*Required action*
Each record should appear again in the response exactly as it does in the original.

*Entries provided*
· · ·

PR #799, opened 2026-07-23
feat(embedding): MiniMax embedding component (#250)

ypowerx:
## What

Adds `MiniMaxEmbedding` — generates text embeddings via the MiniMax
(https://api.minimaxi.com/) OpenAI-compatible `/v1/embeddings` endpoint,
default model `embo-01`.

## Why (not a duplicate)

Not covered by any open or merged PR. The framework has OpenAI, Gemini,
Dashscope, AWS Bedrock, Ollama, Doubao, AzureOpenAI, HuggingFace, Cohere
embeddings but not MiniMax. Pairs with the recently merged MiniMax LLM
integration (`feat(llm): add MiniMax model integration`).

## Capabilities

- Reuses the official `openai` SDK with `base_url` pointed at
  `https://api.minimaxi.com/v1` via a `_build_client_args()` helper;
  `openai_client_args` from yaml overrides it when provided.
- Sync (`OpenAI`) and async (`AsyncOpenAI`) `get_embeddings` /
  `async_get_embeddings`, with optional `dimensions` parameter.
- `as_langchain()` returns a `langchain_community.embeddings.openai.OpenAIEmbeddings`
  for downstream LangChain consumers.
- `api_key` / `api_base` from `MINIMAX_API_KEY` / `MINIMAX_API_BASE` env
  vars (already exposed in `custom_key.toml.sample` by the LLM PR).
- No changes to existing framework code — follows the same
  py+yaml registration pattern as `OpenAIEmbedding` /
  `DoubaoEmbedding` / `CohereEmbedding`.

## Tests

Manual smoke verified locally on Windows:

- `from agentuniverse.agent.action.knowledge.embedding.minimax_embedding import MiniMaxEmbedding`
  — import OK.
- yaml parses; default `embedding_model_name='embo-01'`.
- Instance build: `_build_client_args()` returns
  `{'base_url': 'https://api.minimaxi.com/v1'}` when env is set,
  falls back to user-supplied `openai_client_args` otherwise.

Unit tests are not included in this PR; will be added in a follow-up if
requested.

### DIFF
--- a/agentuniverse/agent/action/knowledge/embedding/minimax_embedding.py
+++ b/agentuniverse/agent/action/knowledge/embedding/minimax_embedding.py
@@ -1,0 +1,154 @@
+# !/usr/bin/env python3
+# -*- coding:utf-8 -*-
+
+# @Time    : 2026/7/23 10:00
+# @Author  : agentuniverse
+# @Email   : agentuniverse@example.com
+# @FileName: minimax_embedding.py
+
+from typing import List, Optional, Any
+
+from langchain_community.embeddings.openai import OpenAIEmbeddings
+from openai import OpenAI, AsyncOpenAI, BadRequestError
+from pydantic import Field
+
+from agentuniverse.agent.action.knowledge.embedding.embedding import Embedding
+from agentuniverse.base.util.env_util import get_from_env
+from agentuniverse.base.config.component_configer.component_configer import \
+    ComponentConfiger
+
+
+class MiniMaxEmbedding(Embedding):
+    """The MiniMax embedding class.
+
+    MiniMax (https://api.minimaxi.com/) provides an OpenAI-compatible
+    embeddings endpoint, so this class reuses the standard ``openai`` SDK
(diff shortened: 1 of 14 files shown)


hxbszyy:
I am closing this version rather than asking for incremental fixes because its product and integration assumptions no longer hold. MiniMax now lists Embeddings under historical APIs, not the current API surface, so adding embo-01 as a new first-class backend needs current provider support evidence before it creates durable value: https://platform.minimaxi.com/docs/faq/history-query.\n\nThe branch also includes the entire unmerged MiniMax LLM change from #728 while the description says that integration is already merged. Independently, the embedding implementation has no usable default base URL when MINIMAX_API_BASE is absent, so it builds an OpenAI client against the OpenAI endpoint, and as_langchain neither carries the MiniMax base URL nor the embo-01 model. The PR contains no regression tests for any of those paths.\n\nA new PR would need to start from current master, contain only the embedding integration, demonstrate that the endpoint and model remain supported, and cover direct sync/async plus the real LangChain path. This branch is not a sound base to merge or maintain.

· · ·

*Written response*
PR #799, opened 2026-07-23
feat(embedding): MiniMax embedding component (#250)

ypowerx:
## What

Adds `MiniMaxEmbedding` — generates text embeddings via the MiniMax
(https://api.minimaxi.com/) OpenAI-compatible `/v1/embeddings` endpoint,
default model `embo-01`.

## Why (not a duplicate)

Not covered by any open or merged PR. The framework has OpenAI, Gemini,
Dashscope, AWS Bedrock, Ollama, Doubao, AzureOpenAI, HuggingFace, Cohere
embeddings but not MiniMax. Pairs with the recently merged MiniMax LLM
integration (`feat(llm): add MiniMax model integration`).

## Capabilities

- Reuses the official `openai` SDK with `base_url` pointed at
  `https://api.minimaxi.com/v1` via a `_build_client_args()` helper;
  `openai_client_args` from yaml overrides it when provided.
- Sync (`OpenAI`) and async (`AsyncOpenAI`) `get_embeddings` /
  `async_get_embeddings`, with optional `dimensions` parameter.
- `as_langchain()` returns a `langchain_community.embeddings.openai.OpenAIEmbeddings`
  for downstream LangChain consumers.
- `api_key` / `api_base` from `MINIMAX_API_KEY` / `MINIMAX_API_BASE` env
  vars (already exposed in `custom_key.toml.sample` by the LLM PR).
- No changes to existing framework code — follows the same
  py+yaml registration pattern as `OpenAIEmbedding` /
  `DoubaoEmbedding` / `CohereEmbedding`.

## Tests

Manual smoke verified locally on Windows:

- `from agentuniverse.agent.action.knowledge.embedding.minimax_embedding import MiniMaxEmbedding`
  — import OK.
- yaml parses; default `embedding_model_name='embo-01'`.
- Instance build: `_build_client_args()` returns
  `{'base_url': 'https://api.minimaxi.com/v1'}` when env is set,
  falls back to user-supplied `openai_client_args` otherwise.

Unit tests are not included in this PR; will be added in a follow-up if
requested.

### DIFF
--- a/agentuniverse/agent/action/knowledge/embedding/minimax_embedding.py
+++ b/agentuniverse/agent/action/knowledge/embedding/minimax_embedding.py
@@ -1,0 +1,154 @@
+# !/usr/bin/env python3
+# -*- coding:utf-8 -*-
+
+# @Time    : 2026/7/23 10:00
+# @Author  : agentuniverse
+# @Email   : agentuniverse@example.com
+# @FileName: minimax_embedding.py
+
+from typing import List, Optional, Any
+
+from langchain_community.embeddings.openai import OpenAIEmbeddings
+from openai import OpenAI, AsyncOpenAI, BadRequestError
+from pydantic import Field
+
+from agentuniverse.agent.action.knowledge.embedding.embedding import Embedding
+from agentuniverse.base.util.env_util import get_from_env
+from agentuniverse.base.config.component_configer.component_configer import \
+    ComponentConfiger
+
+
+class MiniMaxEmbedding(Embedding):
+    """The MiniMax embedding class.
+
+    MiniMax (https://api.minimaxi.com/) provides an OpenAI-compatible
+    embeddings endpoint, so this class reuses the standard ``openai`` SDK
(diff shortened: 1 of 14 files shown)


hxbszyy:
I am closing this version rather than asking for incremental fixes because its product and integration assumptions no longer hold. MiniMax now lists Embeddings under historical APIs, not the current API surface, so adding embo-01 as a new first-class backend needs current provider support evidence before it creates durable value: https://platform.minimaxi.com/docs/faq/history-query.\n\nThe branch also includes the entire unmerged MiniMax LLM change from #728 while the description says that integration is already merged. Independently, the embedding implementation has no usable default base URL when MINIMAX_API_BASE is absent, so it builds an OpenAI client against the OpenAI endpoint, and as_langchain neither carries the MiniMax base URL nor the embo-01 model. The PR contains no regression tests for any of those paths.\n\nA new PR would need to start from current master, contain only the embedding integration, demonstrate that the endpoint and model remain supported, and cover direct sync/async plus the real LangChain path. This branch is not a sound base to merge or maintain.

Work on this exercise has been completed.